======== Task inputs

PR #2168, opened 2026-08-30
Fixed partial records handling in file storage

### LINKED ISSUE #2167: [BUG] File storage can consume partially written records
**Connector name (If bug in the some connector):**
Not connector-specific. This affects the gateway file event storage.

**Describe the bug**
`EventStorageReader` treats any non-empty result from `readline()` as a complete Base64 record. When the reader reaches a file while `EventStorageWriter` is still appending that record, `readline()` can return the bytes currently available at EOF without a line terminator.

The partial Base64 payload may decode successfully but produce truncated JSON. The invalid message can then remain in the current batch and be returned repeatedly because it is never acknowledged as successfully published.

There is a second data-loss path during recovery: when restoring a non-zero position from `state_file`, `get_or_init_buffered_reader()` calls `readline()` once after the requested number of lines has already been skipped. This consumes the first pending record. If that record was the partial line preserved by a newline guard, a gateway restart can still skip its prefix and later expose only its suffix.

================

* Task requirements *
Scan the records above and count the lines that contain "still". No text besides the count.

* Answer box *
2